55. The method of claim 52, wherein the first reagent is selected from a group consisting of: a myeloid derived suppressor cell recruitment inhibitor a myeloid derived suppressor cell expansion inhibitor, a myeloid derived suppressor cell differentiation inhibitor, a myeloid derived suppressor cell activity inhibitor.
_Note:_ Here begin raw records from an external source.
PR #317, opened 2024-04-23
fix typo in model image names on push

sallyom:
images are being built with the correct name, but pushed as `quay.io/ai-lab/quay.io/ai-lab/image-name` - this fixes it


sallyom:
merging, last fix to model-image builds 🤞

PR #318, opened 2024-04-23
after 10 failed attempts, finally updating the model-image workflow the right way

sallyom:
@Gregory-Pereira


rhatdan:
LGTM
@lmilbaum PTAL

PR #319, opened 2024-04-23
Update model download example in models README.md

MichaelClifford:
Download example was referencing a model that does not have an Apache or MIT licenses. Changed for one that does.


sallyom (approved):
LGTM

rhatdan:
LGTM

PR #320, opened 2024-04-23
remove extra registry in image push

sallyom:
hoping this is it 🙏 @lmilbaum @Gregory-Pereira ptal


Gregory-Pereira (approved):
Sally is victorious! 
/lgtm

Issue #280, opened 2024-04-17
feat(audio_to_text): convert audio to the expected format


axel7083:
As raised by @lstocchi in https://github.com/containers/podman-desktop-extension-ai-lab/pull/869#pullrequestreview-2005320708 user may try to use some format which are not compatible.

56. The method of claim 52, wherein the first reagent is aldoxorubicin.

57. The method of claim 52, wherein the second reagent is selected from a group consisting of: an IL-8 antagonist, a CXCR1 inhibitor, and a CXCR2 inhibitor.

58. The method of claim 52, wherein the second reagent blocks at least two of the IL-8 signaling, the CXCR1 pathway, the CXCR2 pathway, and the myeloid derived suppressor cell.

59. The method of claim 52, wherein the chemotherapy is a metronomic low-dose chemotherapy, or wherein the immune therapy induces NK cell-mediated immune response and a T cell-mediated immune response.

60. The method of claim 52, wherein the immune therapy is a cell-based therapy that comprises modified NK cells, modified T cells, or an adenovirus is administered to the cells to produce neoepitopes displayed on the cells.